Seagulls? Did somebody say seagulls? Ned was off again.

“I share the concerns of my colleague on the reprehensible shooting of that rare bird in Kerry and to assure the Senator I had no hand, act or part in it.

“I am generally a bird lover, but I have an attitude towards the city seagulls which was ridiculed some time ago but has been given a post hoc validation by the decision of the Department of Health to invest quite an amount of money in seagull controls on its building in Hawkins House.”

At this point, the Listowel based Senator decided to glide in a different direction.

“While I am in flight, I would like to speak about the recent activities of the Russian airforce and its manoeuvres with its planes – which have nuclear capacity – playing hide and seek around the west coast of Ireland with the RAF.”

Fianna Fáil’s Denis O’Donovan supplied an explanation.

“Maybe it shot down the hen harrier.”

LEAN ON ME, SAYS CALORIE-COUNTER VARADKAR TO COVENEY

Do as I say, not as I do. That’s the sort of behaviour that gives politicians a bad name.

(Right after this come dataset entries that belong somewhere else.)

PR #525, opened 2020-08-28
doc: add `pipcook.params` in spec documentation

yorkie:
I will update to Chinese version when the English LGTY :)

### DIFF
--- a/docs/spec/plugin.md
+++ b/docs/spec/plugin.md
@@ -98,13 +98,13 @@ To declare the loss function to be used in a model plugin:
 {
   "name": "loss",
   "type": "string[]",
-  "options": {
+  "options": [
     "meanSquaredError",
     "meanAbsoluteError",
     "categoricalCrossentropy",
     "sparseCategoricalCrossentropy",
     "binaryCrossentropy"
-  },
+  ],
   "defaultValue": [ "categoricalCrossentropy" ]
 }
 ```
@@ -116,7 +116,7 @@ To declare the language mode to a NLP-related plugin:
   "name": "mode",
   "type": "string[1]",
   "options": [ "cn", "en" ],
-  "defaultValue": "cn"
+  "defaultValue": "cn",
   "description": "Chinese text classification or English text classification, the value can be en or cn"
 }
 ```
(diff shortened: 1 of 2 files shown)


yorkie:
Ping @WenheLI @FeelyChau

FeelyChau:
How could I define a `string`/`number` type with options? I think it is common.
Does this work?
```json
{
  "name": "log-level",
  "type": "string",
  "options": [
    "debug",
    "info",
    "warn",
    "error"
  ],
  "defaultValue": "error",
  "description": "log level value"
}
```

yorkie:
> How could I define a `string`/`number` type with options? I think it is common.
> Does this work?
> 
> ```json
> {
>   "name": "log-level",
>   "type": "string",
>   "options": [
>     "debug",
>     "info",
>     "warn",
>     "error"
>   ],
>   "defaultValue": "error",
>   "description": "log level value"
> }
> ```

The option doesn't work with literal type, because it could be rendered in text input only, and some parameter with option is expected to be a `<select />`.

yorkie:
The correct way is to use the type `string[1]`.

yorkie:
Any ideas? @FeelyChau @WenheLI @rickycao-qy

WenheLI:
> > How could I define a `string`/`number` type with options? I think it is common.
> > Does this work?
> > ```json
> > {
> >   "name": "log-level",
> >   "type": "string",
> >   "options": [
> >     "debug",
> >     "info",
> >     "warn",
> >     "error"
> >   ],
> >   "defaultValue": "error",
> >   "description": "log level value"
> > }
> > ```
> 
> The option doesn't work with literal type, because it could be rendered in text input only, and some parameter with option is expected to be a `<select />`.



@yorkie I am confused here. Why we should use `string[1]` in the above example, as the `log-level` is just a single `string` (Why use an array?

yorkie:
> @yorkie I am confused here. Why we should use string[1] in the above example, as the log-level is just a single string (Why use an array?

As I mentioned before, the string is a literal type that will not have the options and the string array will have the `options` to be configured to a <select />.

WenheLI (approved):
LGTM

rickycao-qy (approved):
LGTM

FeelyChau (approved):
LGTM.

But what about Leo Varadkar? The Minister for Health wants restaurants to display calorie counts on menus. “Giving calorie details on menus is a very simple but effective way of encouraging people to choose a healthier option,” he said this week.

Varadkar, it must be said, practises what he preaches.

While not as bad as Fianna Fáil leader Micheál Martin, who appears to survive on nuts and berries, Leo has moved on from his fizzy drink and jelly tot days. “I suppose I probably do take a keen interest in my calorie intake, but I’m not a zealot,” he says.

“But I discovered I put on weight far easier than I lose it, so I watch calories and carbs now. But I break out most weekends.”

Any tips? “Did you know that an 8oz steak is lower in cals than duck a l’orange, pizza or a veggie stir fry. Most people don’t know that.”

Nor do we know if Leo or Simon Coveney counted the calories when they had dinner together in Limerick last week.

The two men were spotted deep in conversation.

News of their dinner left some insiders wondering if it was their equivalent of the 1994 Blair/Brown deal in Britain, when Tony and Gordon met in a London restaurant and allegedly reached a gentleman’s agreement on the future leadership of the Labour Party.

It was supposed to be Blair first, then Brown. But it didn’t go too well.

In the case of Simon and Leo, who’s Blair and who’s Brown?

FOOTBALL QUESTION LEAVES NAVA STUMPED

Professor Bill Black got all the headlines when he appeared before the banking inquiry on Thursday, but the European Commission’s regulation and supervision watchdog was also on the witness lift.

The rather serious Mario Nava was nonplussed by chairman Ciarán Lynch’s determination to talk to him about soccer. “I thank Mr Nava for his opening statement . . . and I thank the Commission, as a significant EU institution, for its co-operation with the inquiry,” began Ciarán. “I note that Mr Nava comes from Milan. In that regard, I might use a comparison to explain what the European Commission does. Milan is very famous for its football teams. If I could describe banks as football clubs and central banks as national football associations, is Mr Nava’s role in the commission comparable to Fifa or to Uefa in terms of setting the rules?”

Mario wasn’t expecting that.

“I come from Milan, the land of two famous football teams. I do not quite get the equation between the two, but I am very happy to explain our role.”

Fine Gael’s Kieran O’Donnell tried to help. “Mr Nava is interested more in banking than in soccer.”

Ciarán persisted: “But would the Uefa . . . ”

Mario stopped him and continued his explanation. “I like the idea of trying to bring . . .”

“We’re more interested in speaking about soccer,” sighed Kieran.

Lynch told him to wait his turn. Finally, the man from the commission got around to explaining what he does. But Lynch couldn’t let go.

“I thank Mr Nava. In summary, to use my own analogy, Mr Nava is Uefa and he sets the rules for Europe in terms of banking institutions and national regulations.”

And to think Ciarán is from Cork. Not a mention of hurling or the county board.